Gov. Tony Evers slammed GOP leaders today for suing to overturn his administration’s latest stay-at-home order, calling the lawsuit a nakedly political power grab that diminishes the threat COVID-19 poses to the health of Wisconsin residents.

Evers yesterday said the suit’s message to those who have contracted COVID-19 and died from the disease is “their health doesn’t count.”

“Legislative Republicans, frankly, have said to the people of Wisconsin our power, our political power is more important than your health,” Evers said.

The suit comes five days after his administration announced an extension of a stay-at-home order to May 26; it had originally been set to expire April 26. Republicans balked at the move and knocked the plan Evers released Monday setting benchmarks for when the state would start reopening what the guv’s administration has deemed non-essential businesses.

Senate Majority Leader Scott Fitzgerald, R-Juneau, and Assembly Speaker Robin Vos, R-Rochester, said they had no choice but to turn to the Supreme Court to “rein in this obvious abuse of power.”

“Wisconsinites deserve certainty, transparency, and a plan to end the constant stream of executive orders that are eroding both the economy and their liberty even as the state is clearly seeing a decline in COVID infections,” they said.

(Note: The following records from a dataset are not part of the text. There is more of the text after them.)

PR #812, opened 2026-03-23
Upgrade leaf-common to 1.2.37

ofrancon:
Upgrading to leaf-common `1.2.37` to pick the fix for non-UTF-8 hocon files (see https://github.com/cognizant-ai-lab/leaf-common/pull/142)
That will fix https://github.com/cognizant-ai-lab/neuro-san-studio/issues/705

### DIFF
--- a/docs/agent_hocon_reference.md
+++ b/docs/agent_hocon_reference.md
@@ -81,8 +81,10 @@ Items in ***bold*** are essentials. Try to understand these first.
     - [middleware](#middleware)
         - [class](#class-2)
         - [args](#args-1)
+            - [chat_history](#chat_history)
             - [origin](#origin)
             - [origin_str](#origin_str)
+            - [progress_reporter](#progress_reporter)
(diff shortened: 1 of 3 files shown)


requirements.txt
```diff
@@ -6,7 +6,7 @@
 # requirements-build.txt
 
 # In-house dependencies
-leaf-common>=1.2.34
+leaf-common>=1.2.37
 leaf-server-common>=0.1.24
```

The suit argues the Evers administration improperly circumvented the Legislature with the second stay-at-home order, arguing the guv should’ve gone through the emergency rules process rather than having DHS Secretary Andrea Palm issue the directive.

Evers’ powers under the original public health emergency declaration end early next month without a joint resolution of the Legislature to extend it. But the second stay-at-home order was issued by Palm under powers granted her outside of the guv’s authority.

Noting Palm hasn’t been confirmed by the Senate, the suit accuses her of laying “claim to a suite of czar-like powers — unlimited in scope and indefinite in duration — over the people of Wisconsin.”

The suit argues the Legislature didn’t grant Palm the power she’s now citing in extending the order. What’s more, it argues she purposefully avoided issuing an emergency rule to cut lawmakers out of the process.

The suit asks the state Supreme Court to take the emergency petition directly and issue an injunction preventing the Evers administration from enforcing the new order.

GOP lawmakers also asked for the court to stay the proposed injunction for six days to give DHS time to promulgate a new emergency rule.

“If a single bureaucrat can evade the controls and accountability measures that the Legislature has enacted to control agency overreach simply by labeling what is obviously an emergency rule a mere ‘order,’ then all of the reforms that the Legislature has put in place, and which this Court has interpreted and enforced over the years, are a meaningless, dead letter — in their most consequential application.”

The Evers administration has until Tuesday to respond to the suit.

After Palm issued the second stay-at-home order, two Senate Republicans called for the chamber to quickly convene and reject her nomination. Evers called that suggestion silly, saying Palm is “a consummate professional,” adding he supports her “100 percent.”

Evers dismissed the call to go through the administrative rules process as simply a power play, saying it would delay the state’s reaction amid the pandemic.

“People are going to die,” Evers said. “This isn’t just like some academic endeavor here.”

Senate Minority Leader Jennifer Shilling, D-La Crosse, slammed Republicans for wasting taxpayer dollars on the private attorneys representing them in the middle of a health crisis, urging her GOP colleagues to “come to grips with the severity of this virus.”

“During a pandemic, the last thing we need is Republican retaliation that could jeopardize Wisconsin’s most vulnerable citizens,” she said.